**WORK INSTRUCTIONS**
Your answer should be every line below that includes the word "data".

--- START ---

PR #3482, opened 2020-04-06
[DebuggerV2] Add HTTP route /graph_execution/data

caisq:
  * Continue developing the HTTP backend of DebuggerV2: the `/graph_execution/data` serves full-size data objects for intra-graph execution events.
  * This is a followed up #3472 that added the `/graph_execution/digests` route.
  * The added route `/graph_execution/digests` is a parallel to the existing route `/execution/data`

--- END ---

**TASK ANSWER**
[DebuggerV2] Add HTTP route /graph_execution/data
  * Continue developing the HTTP backend of DebuggerV2: the `/graph_execution/data` serves full-size data objects for intra-graph execution events.
  * The added route `/graph_execution/digests` is a parallel to the existing route `/execution/data`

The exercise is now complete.